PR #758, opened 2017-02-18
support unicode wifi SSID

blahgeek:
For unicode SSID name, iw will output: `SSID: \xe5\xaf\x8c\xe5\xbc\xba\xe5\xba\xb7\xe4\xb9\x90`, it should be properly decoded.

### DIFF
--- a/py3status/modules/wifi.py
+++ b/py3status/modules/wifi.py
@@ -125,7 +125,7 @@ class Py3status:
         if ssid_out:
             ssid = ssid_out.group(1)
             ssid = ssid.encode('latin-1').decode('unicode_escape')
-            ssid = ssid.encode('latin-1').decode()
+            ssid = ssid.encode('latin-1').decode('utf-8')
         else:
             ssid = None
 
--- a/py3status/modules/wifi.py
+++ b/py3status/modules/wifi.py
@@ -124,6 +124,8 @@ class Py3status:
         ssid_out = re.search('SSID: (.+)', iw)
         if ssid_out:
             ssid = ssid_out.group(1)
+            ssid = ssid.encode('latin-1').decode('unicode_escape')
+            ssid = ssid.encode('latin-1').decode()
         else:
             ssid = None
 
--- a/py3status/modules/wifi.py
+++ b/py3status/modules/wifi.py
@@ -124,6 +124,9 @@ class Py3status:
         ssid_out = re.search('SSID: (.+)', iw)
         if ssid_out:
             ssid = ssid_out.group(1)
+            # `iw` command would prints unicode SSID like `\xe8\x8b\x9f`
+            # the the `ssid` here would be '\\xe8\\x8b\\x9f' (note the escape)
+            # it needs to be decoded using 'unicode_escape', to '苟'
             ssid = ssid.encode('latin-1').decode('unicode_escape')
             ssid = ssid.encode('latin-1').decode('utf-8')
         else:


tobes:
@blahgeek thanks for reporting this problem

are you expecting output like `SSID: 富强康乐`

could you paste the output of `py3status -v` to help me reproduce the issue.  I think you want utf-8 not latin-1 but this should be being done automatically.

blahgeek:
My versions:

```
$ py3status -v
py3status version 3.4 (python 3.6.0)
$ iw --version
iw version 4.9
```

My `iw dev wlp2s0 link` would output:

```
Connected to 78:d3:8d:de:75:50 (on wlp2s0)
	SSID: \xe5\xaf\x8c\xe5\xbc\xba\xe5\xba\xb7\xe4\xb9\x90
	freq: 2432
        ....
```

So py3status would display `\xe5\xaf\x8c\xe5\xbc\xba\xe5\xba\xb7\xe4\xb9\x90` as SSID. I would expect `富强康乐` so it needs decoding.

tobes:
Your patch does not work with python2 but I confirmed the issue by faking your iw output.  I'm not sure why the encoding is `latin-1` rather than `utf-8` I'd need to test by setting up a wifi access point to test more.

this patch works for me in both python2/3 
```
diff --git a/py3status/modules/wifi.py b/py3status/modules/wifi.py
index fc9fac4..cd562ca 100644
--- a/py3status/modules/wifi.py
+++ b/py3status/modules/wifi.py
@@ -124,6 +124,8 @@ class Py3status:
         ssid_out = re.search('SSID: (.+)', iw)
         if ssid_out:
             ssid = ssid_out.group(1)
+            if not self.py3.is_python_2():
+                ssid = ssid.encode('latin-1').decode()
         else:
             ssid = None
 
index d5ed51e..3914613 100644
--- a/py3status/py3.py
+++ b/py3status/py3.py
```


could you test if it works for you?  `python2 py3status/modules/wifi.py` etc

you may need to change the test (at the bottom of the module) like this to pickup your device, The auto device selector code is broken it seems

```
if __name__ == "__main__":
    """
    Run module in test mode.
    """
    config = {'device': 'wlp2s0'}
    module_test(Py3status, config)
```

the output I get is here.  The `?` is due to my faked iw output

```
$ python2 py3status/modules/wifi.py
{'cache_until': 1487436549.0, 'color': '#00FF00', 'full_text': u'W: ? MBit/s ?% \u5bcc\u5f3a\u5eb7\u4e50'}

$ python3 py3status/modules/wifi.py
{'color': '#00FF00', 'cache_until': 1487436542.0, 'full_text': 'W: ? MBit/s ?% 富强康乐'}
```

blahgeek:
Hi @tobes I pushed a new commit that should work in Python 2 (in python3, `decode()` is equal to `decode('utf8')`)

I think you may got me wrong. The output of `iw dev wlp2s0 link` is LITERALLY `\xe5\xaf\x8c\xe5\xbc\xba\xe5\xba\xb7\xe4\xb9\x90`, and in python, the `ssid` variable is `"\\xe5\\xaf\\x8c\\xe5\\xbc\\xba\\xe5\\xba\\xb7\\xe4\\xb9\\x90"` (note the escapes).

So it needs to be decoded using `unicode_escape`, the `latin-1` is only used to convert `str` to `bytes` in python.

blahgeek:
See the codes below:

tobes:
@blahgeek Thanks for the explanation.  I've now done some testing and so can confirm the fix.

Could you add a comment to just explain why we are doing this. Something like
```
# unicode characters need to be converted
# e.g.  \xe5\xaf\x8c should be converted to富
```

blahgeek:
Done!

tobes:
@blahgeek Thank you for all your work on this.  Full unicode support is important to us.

----------------

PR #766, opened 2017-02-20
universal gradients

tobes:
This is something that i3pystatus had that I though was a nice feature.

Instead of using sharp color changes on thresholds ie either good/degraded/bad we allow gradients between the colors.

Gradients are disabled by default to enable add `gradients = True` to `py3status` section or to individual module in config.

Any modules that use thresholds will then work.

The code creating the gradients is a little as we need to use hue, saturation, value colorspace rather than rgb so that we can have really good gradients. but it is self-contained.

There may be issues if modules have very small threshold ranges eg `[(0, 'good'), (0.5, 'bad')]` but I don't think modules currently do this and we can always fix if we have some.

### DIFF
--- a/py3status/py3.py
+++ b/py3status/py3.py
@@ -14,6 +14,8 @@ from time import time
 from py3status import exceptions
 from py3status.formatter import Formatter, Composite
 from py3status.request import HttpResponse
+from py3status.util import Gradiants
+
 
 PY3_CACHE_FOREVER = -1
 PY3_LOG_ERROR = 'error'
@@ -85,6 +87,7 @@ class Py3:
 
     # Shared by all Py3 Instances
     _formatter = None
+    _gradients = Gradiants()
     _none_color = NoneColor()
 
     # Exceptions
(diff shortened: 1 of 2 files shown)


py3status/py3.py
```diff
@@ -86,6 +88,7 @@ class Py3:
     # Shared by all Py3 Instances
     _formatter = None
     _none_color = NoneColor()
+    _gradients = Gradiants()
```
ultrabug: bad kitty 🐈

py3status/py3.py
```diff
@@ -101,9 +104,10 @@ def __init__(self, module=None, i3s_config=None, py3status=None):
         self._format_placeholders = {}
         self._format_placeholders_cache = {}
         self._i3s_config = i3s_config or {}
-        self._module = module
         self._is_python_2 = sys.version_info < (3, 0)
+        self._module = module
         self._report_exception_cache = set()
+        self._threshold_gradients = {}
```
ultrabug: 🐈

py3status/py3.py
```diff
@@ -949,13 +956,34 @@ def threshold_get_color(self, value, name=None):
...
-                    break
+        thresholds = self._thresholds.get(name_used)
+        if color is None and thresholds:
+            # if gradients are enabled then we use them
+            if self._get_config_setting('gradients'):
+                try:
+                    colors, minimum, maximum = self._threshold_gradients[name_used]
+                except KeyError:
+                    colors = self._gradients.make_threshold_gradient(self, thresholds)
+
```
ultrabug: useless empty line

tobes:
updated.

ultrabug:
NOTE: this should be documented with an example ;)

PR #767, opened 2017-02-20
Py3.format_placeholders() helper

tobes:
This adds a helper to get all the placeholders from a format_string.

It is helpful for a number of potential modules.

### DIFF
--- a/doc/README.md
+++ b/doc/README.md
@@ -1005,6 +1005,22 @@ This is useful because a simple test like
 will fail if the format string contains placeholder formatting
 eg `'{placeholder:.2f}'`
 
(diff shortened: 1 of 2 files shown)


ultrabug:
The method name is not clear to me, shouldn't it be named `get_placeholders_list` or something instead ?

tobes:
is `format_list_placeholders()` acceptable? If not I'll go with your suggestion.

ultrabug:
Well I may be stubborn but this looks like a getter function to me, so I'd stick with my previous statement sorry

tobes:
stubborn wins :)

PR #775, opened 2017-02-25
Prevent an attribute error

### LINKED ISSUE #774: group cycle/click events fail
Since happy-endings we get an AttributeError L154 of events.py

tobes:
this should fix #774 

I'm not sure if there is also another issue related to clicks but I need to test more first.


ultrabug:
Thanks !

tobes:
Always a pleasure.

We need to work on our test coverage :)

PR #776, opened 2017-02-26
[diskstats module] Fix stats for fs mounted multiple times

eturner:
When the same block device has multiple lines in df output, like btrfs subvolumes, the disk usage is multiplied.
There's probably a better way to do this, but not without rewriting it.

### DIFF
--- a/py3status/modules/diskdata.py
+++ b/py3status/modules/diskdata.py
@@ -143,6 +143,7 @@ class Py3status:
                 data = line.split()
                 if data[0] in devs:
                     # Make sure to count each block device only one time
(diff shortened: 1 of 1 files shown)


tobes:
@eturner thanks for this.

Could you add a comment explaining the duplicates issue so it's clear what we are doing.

----------------

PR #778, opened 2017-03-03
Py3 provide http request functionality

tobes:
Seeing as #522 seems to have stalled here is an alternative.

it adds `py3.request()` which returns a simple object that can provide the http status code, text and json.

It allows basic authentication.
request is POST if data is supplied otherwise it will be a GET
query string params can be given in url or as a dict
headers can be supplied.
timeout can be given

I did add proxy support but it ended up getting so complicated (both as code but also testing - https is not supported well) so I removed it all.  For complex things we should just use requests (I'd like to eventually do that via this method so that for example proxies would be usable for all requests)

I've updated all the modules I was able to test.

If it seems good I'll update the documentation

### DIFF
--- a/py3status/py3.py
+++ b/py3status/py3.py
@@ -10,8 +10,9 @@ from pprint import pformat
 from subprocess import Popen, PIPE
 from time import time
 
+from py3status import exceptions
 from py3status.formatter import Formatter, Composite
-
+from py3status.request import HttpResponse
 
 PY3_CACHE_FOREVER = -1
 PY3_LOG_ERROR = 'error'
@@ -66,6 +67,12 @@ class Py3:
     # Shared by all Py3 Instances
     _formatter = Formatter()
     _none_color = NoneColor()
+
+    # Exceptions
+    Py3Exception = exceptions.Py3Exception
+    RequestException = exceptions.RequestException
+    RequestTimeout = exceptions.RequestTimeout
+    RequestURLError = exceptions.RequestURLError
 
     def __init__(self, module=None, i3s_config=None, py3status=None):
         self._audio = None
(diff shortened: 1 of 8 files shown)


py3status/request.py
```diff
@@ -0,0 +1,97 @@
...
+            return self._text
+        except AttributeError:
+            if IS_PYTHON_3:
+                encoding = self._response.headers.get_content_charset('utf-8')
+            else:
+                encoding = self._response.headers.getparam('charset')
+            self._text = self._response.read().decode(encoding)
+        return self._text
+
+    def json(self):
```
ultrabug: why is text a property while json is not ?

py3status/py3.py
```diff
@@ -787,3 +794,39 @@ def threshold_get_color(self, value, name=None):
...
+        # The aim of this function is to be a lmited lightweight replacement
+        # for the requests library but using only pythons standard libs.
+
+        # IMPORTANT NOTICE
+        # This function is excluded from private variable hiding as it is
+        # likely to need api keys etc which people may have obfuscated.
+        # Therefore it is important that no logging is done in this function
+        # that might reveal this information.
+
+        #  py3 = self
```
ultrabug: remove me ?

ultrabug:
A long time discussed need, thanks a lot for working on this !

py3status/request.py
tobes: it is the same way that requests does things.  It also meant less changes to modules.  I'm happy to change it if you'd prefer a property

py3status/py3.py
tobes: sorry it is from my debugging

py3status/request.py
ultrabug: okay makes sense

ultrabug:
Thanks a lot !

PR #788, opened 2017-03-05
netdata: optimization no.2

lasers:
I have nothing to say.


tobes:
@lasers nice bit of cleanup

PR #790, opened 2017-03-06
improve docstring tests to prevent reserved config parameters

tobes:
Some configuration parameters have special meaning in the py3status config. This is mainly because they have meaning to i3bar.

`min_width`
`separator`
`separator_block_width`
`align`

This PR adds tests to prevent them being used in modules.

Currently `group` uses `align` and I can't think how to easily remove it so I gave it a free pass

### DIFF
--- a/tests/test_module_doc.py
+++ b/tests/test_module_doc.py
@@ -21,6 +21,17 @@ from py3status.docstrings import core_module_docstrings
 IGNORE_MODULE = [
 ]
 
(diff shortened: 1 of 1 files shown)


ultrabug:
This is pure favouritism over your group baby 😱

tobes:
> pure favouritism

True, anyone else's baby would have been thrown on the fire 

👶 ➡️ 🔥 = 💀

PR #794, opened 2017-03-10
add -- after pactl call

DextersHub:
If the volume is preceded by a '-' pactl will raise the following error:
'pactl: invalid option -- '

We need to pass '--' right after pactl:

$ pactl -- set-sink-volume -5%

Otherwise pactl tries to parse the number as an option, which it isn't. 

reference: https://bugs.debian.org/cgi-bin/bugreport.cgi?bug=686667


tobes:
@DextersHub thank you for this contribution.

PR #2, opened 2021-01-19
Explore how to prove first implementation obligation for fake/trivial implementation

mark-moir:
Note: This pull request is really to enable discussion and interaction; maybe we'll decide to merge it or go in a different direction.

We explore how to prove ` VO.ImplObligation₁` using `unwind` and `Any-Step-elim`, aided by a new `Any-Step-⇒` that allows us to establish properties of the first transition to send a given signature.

----------------

> [Exercise instructions]:
When you reach the line containing "PR #758, opened 2017-02-18" in the data above, start copying exactly, and stop after the line containing "are you expecting".

> [Written solution]:
PR #758, opened 2017-02-18
support unicode wifi SSID

blahgeek:
For unicode SSID name, iw will output: `SSID: \xe5\xaf\x8c\xe5\xbc\xba\xe5\xba\xb7\xe4\xb9\x90`, it should be properly decoded.

### DIFF
--- a/py3status/modules/wifi.py
+++ b/py3status/modules/wifi.py
@@ -125,7 +125,7 @@ class Py3status:
         if ssid_out:
             ssid = ssid_out.group(1)
             ssid = ssid.encode('latin-1').decode('unicode_escape')
-            ssid = ssid.encode('latin-1').decode()
+            ssid = ssid.encode('latin-1').decode('utf-8')
         else:
             ssid = None
 
--- a/py3status/modules/wifi.py
+++ b/py3status/modules/wifi.py
@@ -124,6 +124,8 @@ class Py3status:
         ssid_out = re.search('SSID: (.+)', iw)
         if ssid_out:
             ssid = ssid_out.group(1)
+            ssid = ssid.encode('latin-1').decode('unicode_escape')
+            ssid = ssid.encode('latin-1').decode()
         else:
             ssid = None
 
--- a/py3status/modules/wifi.py
+++ b/py3status/modules/wifi.py
@@ -124,6 +124,9 @@ class Py3status:
         ssid_out = re.search('SSID: (.+)', iw)
         if ssid_out:
             ssid = ssid_out.group(1)
+            # `iw` command would prints unicode SSID like `\xe8\x8b\x9f`
+            # the the `ssid` here would be '\\xe8\\x8b\\x9f' (note the escape)
+            # it needs to be decoded using 'unicode_escape', to '苟'
             ssid = ssid.encode('latin-1').decode('unicode_escape')
             ssid = ssid.encode('latin-1').decode('utf-8')
         else:


tobes:
@blahgeek thanks for reporting this problem

are you expecting output like `SSID: 富强康乐`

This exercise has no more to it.